7. International transfers
Some of our processors (notably Cloudflare and Google) are headquartered in the United States. Whenever there is a transfer of data outside the European Economic Area, it is made under:
- Standard Contractual Clauses (SCC) approved by the European Commission
- EU-U.S. Data Privacy Framework, where the provider is certified
8. Retention period
- Access logs — up to 30 days
- Analytical cookies — according to the processor (max. 13 months for Google Analytics)
- Newsletter — until consent is withdrawn
- Advertiser account — while active, plus 12 months after deactivation for defence of rights
- Comments and reviews — while the associated ad is published, or until deletion request
- Legal proof documents — as required by applicable retention periods
After these periods, data is deleted or fully anonymised.
9. Cookies
We use first-party and third-party cookies to ensure the site works, collect aggregated statistics and protect against abuse.

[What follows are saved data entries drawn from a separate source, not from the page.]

PR #2660, opened 2026-06-08
fix(qc): relabel exercises to sequential order in 6 notebooks (See #2645, Part of #2639)

jsboige:
## Summary

Relabels exercise numbering from scrambled patterns to sequential ascending in 7 QuantConnect notebooks. Rename-only: no cell reordering, no content changes, preserves all outputs.

## Scrambles fixed

| Notebook | Before | After |
|----------|--------|-------|
| QC-Py-28 Market Regime | [3,2,1,3,2,1] | [1,2,3,4,5,6] |
| QC-Py-35 RL Portfolio | [2,1,3,2] | [1,2,3,4] |
| QC-Py-40 Paper Binance | [3,1] | [1,2] |
| QC-Cloud-02 Sector Rotation | [2,3,1] | [1,2,3] |
| QC-Cloud-03 Risk Parity | [2,1,3] | [1,2,3] |
| QC-Cloud-04 RL DQN | [1,3,2] | [1,2,3] |
| QC-Cloud-07 TemporalCNN | [2,1,3] | [1,2,3] |

## False Positives (per-section numbering, NOT scrambled)

- QC-Py-26, QC-Py-27, QC-Py-34: pattern [1,1,2,2,3,3] — each Part has its own Ex 1/2/3, not a global scramble.

## Verification

Post-fix audit: 0 true scrambles remain (only 3 per-section FP flagged).

Closes #2645

PR #7558, opened 2026-07-20
test(qc): unit tests for relabel_qc_exercises pure helpers

jsboigeEpita:
## Summary

`relabel_qc_exercises.py` had **0 direct unit coverage** — its notebook-iteration entry points (`audit_qc`, `relabel_notebook`, `main`) do filesystem I/O and are only exercised via the relabel PRs (#2660/#2669/#2672). This PR adds unit tests for the three **pure (I/O-free) helpers** that carry the core logic:

- `_to_text` — normalize `str | list[str]` cell source to text.
- `get_exercice_num` — extract the trailing integer of a `### Exercice N` / `### Exemple guide N` heading.
- `_replace_in_source` — find-replace `Exercice <old>` → `Exercice <new>` (and `Exemple guide`), preserving the `str | list` container type.

## Changes
- `scripts/tests/test_relabel_qc_exercises.py` (new, +~180L): 24 tests across `TestToText` / `TestGetExerciceNum` / `TestReplaceInSource`.

- **Empirically verified** every assertion before writing (ran the functions in a REPL against the test inputs).
- **One assumption corrected mid-cycle** (honest): `test_hash_level` — I assumed `####` (h4) would not match, but `###` matches as a substring of `####` since the regex is not anchored. Documented as current behavior, not a bug.
- **Non-vacuous**: the tests exercise real branches — `get_exercice_num` returning `None` vs an int, list-vs-str container preservation, no-op old==new, other-numbers-preserved.
- **23 pass + 1 xfailed** in `0.17s`.

## Known bug surfaced (documented, not fixed — separate PR)
`test_multidigit_boundary_bug` (strict `xfail`, regression bait): `str.replace('Exercice 1', ...)` corrupts `Exercice 12` → `Exercice 92` because it matches the `Exercice 1` prefix. `get_exercice_num` uses `\d+` (correct); `_replace_in_source` uses naive `str.replace` (buggy). Fix = regex with a non-digit boundary (e.g. `r'Exercice 1(?=\D|$)'`). Kept as strict `xfail`: if someone fixes the bug, it flips to XPASS and the marker must be removed. **Tracked for a separate fix PR** (one-subject-per-PR discipline).

Run: `python -m pytest scripts/tests/test_relabel_qc_exercises.py -v`

### DIFF
--- a/scripts/tests/test_relabel_qc_exercises.py
+++ b/scripts/tests/test_relabel_qc_exercises.py
@@ -1,0 +1,166 @@
+"""Unit tests for relabel_qc_exercises pure helpers.
+
+Covers the three pure (I/O-free) functions used by the QC exercise-relabel
+pipeline:
+  - ``_to_text``           : normalize cell source (str | list[str]) to text.
+  - ``get_exercice_num``   : extract the trailing integer of a
+                             ``### Exercice N`` / ``### Exemple guide N`` heading.
+  - ``_replace_in_source`` : find-replace ``Exercice <old>`` -> ``Exercice <new>``
+                             (and ``Exemple guide``), preserving the str|list
+                             container type.
+
+The notebook-iteration entry points (``audit_qc``, ``relabel_notebook``,
+``main``) do filesystem I/O and are out of scope for unit tests; they are
+exercised indirectly by the relabel PRs (#2660/#2669/#2672).
+
+Run with: pytest scripts/tests/test_relabel_qc_exercises.py -v
+"""
+
+import sys
+from pathlib import Path
+
+import pytest
+
+sys.path.insert(0, str(Path(__file__).resolve().parent.parent))
+
+from relabel_qc_exercises import (  # noqa: E402
+    _replace_in_source,
+    _to_text,
+    get_exercice_num,
+)
+
+
+# ---------------------------------------------------------------------------
+# _to_text
+# ---------------------------------------------------------------------------
+
+
+class TestToText:
+    def test_str_passthrough(self):
+        assert _to_text("### Exercice 1") == "### Exercice 1"
+
+    def test_list_joined(self):
+        # Notebook cell source is often a list of lines.
+        assert _to_text(["### Exercice 1\n", "body line"]) == "### Exercice 1\nbody line"
+
+    def test_empty_list(self):
+        assert _to_text([]) == ""
+
+    def test_empty_str(self):
+        assert _to_text("") == ""
+
+
+# ---------------------------------------------------------------------------
+# get_exercice_num
+# ---------------------------------------------------------------------------
+
+
+class TestGetExerciceNum:
+    def test_exercice_heading(self):
+        assert get_exercice_num("### Exercice 5") == 5
+
+    def test_exemple_guide_heading(self):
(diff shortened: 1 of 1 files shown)


jsboige (commented):
**[Hermes]** review — test(qc): unit tests for relabel_qc_exercises pure helpers (#7558, `4ebb0bdcfe`, +166/-0, 1 file, author jsboigeEpita).

**LGTM (COMMENT).** Unit tests for the 3 pure helpers (`_to_text`, `get_exercice_num`, `_replace_in_source`). 23 pass + 1 strict xfail. No source change.

### Verified firsthand — and this PR surfaces a real bug that sibling #7559 glosses over
- **The `test_multidigit_boundary_bug` xfail is the key finding**: `_replace_in_source` uses naive `str.replace("Exercice 1", "Exercice 9")` which **corrupts `Exercice 12` → `Exercice 92`** because it matches the `Exercice 1` prefix. This is a genuine data-corruption bug in the relabel tooling. The PR correctly documents it as strict `xfail` (regression bait: if someone fixes the bug, it flips to XPASS and forces marker removal) and points to the fix (`r"Exercice 1(?=\D|$)"`). **This is exemplary non-vacuous testing** — surfacing a real bug rather than hiding it.
- **`test_hash_level_not_anchored` documents spec looseness**: `###` matches as a substring of `####` (h4) because the regex is not anchored. Pinned as current behavior, not a bug (relabeling an h4 exercise heading is harmless). Honest.
- **`test_other_numbers_preserved`** and **`test_both_prefixes_in_same_source`**: verify only the target `old_n` moves and both labels (`Exercice` + `Exemple guide`) are handled. Good coverage.
- **G.9 self-correction documented in PR body**: author corrected an assumption mid-cycle (assumed h4 would not match, discovered it does). This is the non-vacuous discipline working as intended.
- **Security scan**: clean.

### Cross-PR observation (important)
**Sibling PR #7559** (jsboige, same target file `test_relabel_qc_exercises.py`, +252L) claims `_replace_in_source` uses a "2-pass placeholder swap (old → `__RL_new__` → new)" and tests it via `test_replace_does_not_chain_via_placeholder` — but that test only covers the **chaining** problem (3→1 not double-moving the original 1), NOT the **multidigit boundary** problem (1 corrupting 12). #7559's `test_replace_string_source_swaps_label` uses `old_n=3, new_n=1` and asserts the swap works, but never tests what happens to `Exercice 12` when `old_n=1`. **#7558 catches the bug #7559 misses.** If both PRs merge, the test files will conflict (same path) — coordination needed: either #7558 supersedes #7559, or they merge the xfail into #7559's file. Flagging for author.

Ready for merge (pending coordination with #7559) — po-2026 (reviewer).

jsboige:
Cible dupliquée de #7559 (merged, couverture unit+integration/disk+mapping-validation plus large sur le même fichier `scripts/tests/test_relabel_qc_exercises.py`). **Salvage** : ton `test_multidigit_boundary_bug` (xfail) documente un VRAI bug latent multi-digit dans `_replace_in_source` — plus de valeur en le transformant en **PR de fix** (correction + test qui passe) qu'en test dupliqué. Si le bug reproduit encore sur main post-#7559, file le fix : c'est de la substance, pas de la garniture.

Categories:
- Strictly necessary — session, security, language preferences (do not require consent)
- Analytical — Google Analytics (require consent)
- Marketing — only where applicable (require consent)

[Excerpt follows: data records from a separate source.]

PR #7559, opened 2026-07-20
test(scripts): cover relabel_qc_exercises.py pure logic + integration

jsboige:
## Summary

Adds the first test coverage for `scripts/relabel_qc_exercises.py` — durable QuantConnect exercise-relabel tooling (a 7-notebook `RELABEL_MAP` that re-numbers `### Exercice N` / `### Exemple guide N` markdown headers to ascending order). The module had **zero** tests; its pure logic (header detection, the 2-pass placeholder swap, the audit scrambled-detector) was unverified. This PR pins it.

This is a **test-coverage** addition (no source change). Single file, +252 lines.

## What's covered (19 tests)

**Header detection (`get_exercice_num`):**
- `### Exercice N` and `### Exemple guide N` both yield N (regex accepts both labels).
- Case-insensitive (`exercice` / `EXERCICE`).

You can manage your preferences at any time through the consent banner or your browser settings. Refusing analytical/marketing cookies does not prevent use of the site.
10. Your rights
As a data subject, you have the following GDPR rights:
- Access — know what data we hold about you and obtain a copy
- Rectification — correct inaccurate or outdated data
- Erasure ("right to be forgotten") — delete your data, except where legal retention applies
- Restriction of processing — suspend processing under specific circumstances
- Portability — receive your data in a structured, commonly used format
- Objection — object to processing, especially direct marketing
- Withdraw consent — at any time, without affecting lawful processing already carried out
To exercise any of these rights, email dpo@mulheresvip.net. We reply within 30 days, extendable by 60 days in complex cases (with prior notice).

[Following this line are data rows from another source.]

PR #7562, opened 2026-07-20
test(qc-channels): unit-test visualize_channels leaf helpers

jsboige:
## Summary

Adds the first unit tests for `Crypto-MultiCanal/visualize_channels.py`, pinning the three **pure leaf helpers** that the channel-visualization orchestration composes from. These had **zero direct coverage** — only the matplotlib/yfinance entry points were exercised via the script's `__main__` run.

### Functions under test

| Helper | Contract pinned |
|--------|----------------|
| `_to_dict` | Series -> normalized anchor dict; `None`/wrong-type/missing-field -> `None`; `price`/`time_numeric` coerced to `float` |
| `_get_line_mc` | Two anchor dicts -> `(slope, intercept)`; `None` on either arg or vertical (inf-slope) line |
| `_get_anchor_times` | Channel dict -> sorted `time_numeric` list; `None`-safe across `resistance`/`support` tuples |

`_fit_scale`, `build_channels_3level`, `visualize_asset`, `plot_*` depend on `find_envelope_line` (needs elaborately-shaped pivot DataFrames) or live `yfinance` data + matplotlib axes — exercised through the `__main__` run, out of scope for unit tests. This PR pins the **leaf geometry glue** they compose from, consistent with the sibling `channel_helpers.py` test pattern.

## Validation

```
13 passed in 1.16s
```

- **Run command**: `python -m pytest MyIA.AI.Notebooks/QuantConnect/projects/Crypto-MultiCanal/tests/test_visualize_channels.py -v`
- **Dependencies**: numpy + pandas only (no `AlgorithmImports` — pure-Python unit-testable, unlike most QC project modules).
- **Import**: `sys.path.insert(0, parent)` + `from visualize_channels import _to_dict, _get_line_mc, _get_anchor_times` (mirrors the sibling `test_channel_helpers.py`).
- **Contracts empirically verified before encoding** (G.9 non-vacuous): each function run manually on edge inputs, outputs confirmed, THEN asserted — no blind green.

## G.9 non-vacuous self-catch

During authoring, an initial test assumed `pd.Series({"time": None}).get("time")` returns Python `None` (expecting the `is None` guard to fire). Running it revealed the actual behavior: pandas **upcasts** the mixed Series (`None` + numeric siblings) to `float64`, turning `None` into `NaN`, which is **not** `None` — so the guard does NOT fire and the anchor passes through with `time=NaN`. The test was rewritten to assert the real pandas-coercion behavior, documented in its docstring. This is exactly what non-vacuous testing is meant to catch: an assumption about behavior, falsified by running the code.

See #1621 (QC multi-channel audit fidelity). Coverage-only PR — no source change.

### DIFF
--- a/MyIA.AI.Notebooks/QuantConnect/projects/Crypto-MultiCanal/tests/test_visualize_channels.py
+++ b/MyIA.AI.Notebooks/QuantConnect/projects/Crypto-MultiCanal/tests/test_visualize_channels.py
@@ -1,0 +1,168 @@
+# -*- coding: utf-8 -*-
+"""Unit tests for ``Crypto-MultiCanal/visualize_channels.py`` leaf helpers.
+
+``visualize_channels.py`` builds 3-level ZigZag channel envelopes (macro/meso/
+micro) and renders them with matplotlib. The orchestration entry points
+(``build_channels_3level``, ``visualize_asset``, ``plot_*``) pull live market
+data via ``yfinance`` and drive matplotlib axes -- they are exercised through
+the script's ``__main__`` run and are out of scope for unit tests.
+
+The three **pure leaf helpers** they compose from -- the Series->dict anchor
+normalizer, the two-anchor -> slope/intercept line fitter, and the
+channel-dict -> sorted anchor-times extractor -- carry the geometry glue and
+had **zero direct coverage**. This file pins their contracts in isolation.
+
+Run from the repo root::
+
+    python -m pytest MyIA.AI.Notebooks/QuantConnect/projects/Crypto-MultiCanal/tests/test_visualize_channels.py -v
+"""
+from __future__ import annotations
+
+import sys
+from pathlib import Path
+
+import pandas as pd
+import pytest
+
+# Make the sibling ``visualize_channels.py`` importable (no package __init__).
+# ``visualize_channels`` itself imports ``channel_helpers`` via a sys.path
+# insert on its own dir, so pointing at the project dir resolves both.
+_HERE = Path(__file__).resolve().parent
+_SRC = _HERE.parent
+if str(_SRC) not in sys.path:
+    sys.path.insert(0, str(_SRC))
+
+from visualize_channels import (  # noqa: E402
+    _get_anchor_times,
+    _get_line_mc,
+    _to_dict,
+)
+
+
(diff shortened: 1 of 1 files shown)


jsboige (commented):
**[Hermes]** review — test(qc-channels): unit-test visualize_channels leaf helpers (#7562, `4a6a214462`, +168/-0, 1 file, author jsboige).

**LGTM (COMMENT — self-review cap, jsboige token).** Coverage-only PR pinning 3 pure leaf helpers (`_to_dict`, `_get_line_mc`, `_get_anchor_times`) that had zero direct coverage. No source change.

### Verified firsthand
- **Diff read in full** (168 LOC, single test file `tests/test_visualize_channels.py`). Imports + sys.path setup mirror sibling `test_channel_helpers.py` — consistent pattern.
- **Non-vacuous G.9 catch is genuine**: `test_to_dict_none_value_coerced_to_nan_passes_through` documents a real pandas upcast behavior (`None` in mixed Series → `float64 NaN`, not Python `None`) that the `is None` guard does NOT catch. This is a correctly-falsified assumption, not blind green. Good.
- **Boundary coverage**: vertical line (`time_numeric` equal on both anchors → inf slope → `None`), descending line (negative slope), partial anchors (missing `time_numeric`), all-`None` channel sides. Hits the degenerate paths, not just the happy path.
- **Security scan**: `grep HF_TOKEN|API_KEY|BEARER|PASSWORD|SECRET|TOKEN\s*=` → clean.
- **Authored by Claude-Code** (Co-Authored-By tag present) — test contracts empirically verified before encoding per PR body. Consistent with sibling PRs #7556/#7558.

### Minor note (non-blocking)
The `test_to_dict_missing_any_field_returns_none` test asserts `is None` for missing keys, but the NaN-coercion test right below it shows the `is None` guard only catches *missing* keys, not *NaN-valued present* keys. Both tests are correct individually — just worth being aware that if a caller ever builds a Series with `time=None` alongside numeric siblings (not a missing key), the anchor passes through with `time=NaN` and downstream `_get_line_mc` / `_get_anchor_times` will operate on a NaN-valued anchor. Not a bug in this PR (it pins existing behavior), but a latent edge if the data pipeline ever produces mixed-type Series upstream.

Ready for merge — po-2026 (reviewer), c.NN.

11. Complaints to the supervisory authority
If you believe the processing of your data violates the GDPR, you may lodge a complaint with the Portuguese supervisory authority — Comissão Nacional de Proteção de Dados (CNPD):
- Web: www.cnpd.pt
- Email: geral@cnpd.pt
- Address: Av. D. Carlos I, 134, 1.º — 1200-651 Lisbon, Portugal
12. Minors
Mulheres VIP is intended exclusively for people over 21 years old. We do not intentionally process data of minors. If you identify a situation of misuse by a minor, contact dpo@mulheresvip.net for immediate removal.
13. Security
We implement technical and organisational measures appropriate to the risk: TLS encryption (HTTPS) on all communications, access control based on the principle of least privilege, event logging, regular backups and periodic review of our practices. Despite our efforts, no system is 100% secure — we commit to notifying the CNPD and affected data subjects in case of a data breach as required by the GDPR.
14. Changes to this policy
This policy may be updated to reflect changes in our services, applicable law or our processors' practices. The last update date is always shown at the end of the document. Material changes will be duly communicated on the site and, where applicable, by email to affected data subjects.
In effect since May 25, 2018. Last updated: May 15, 2026.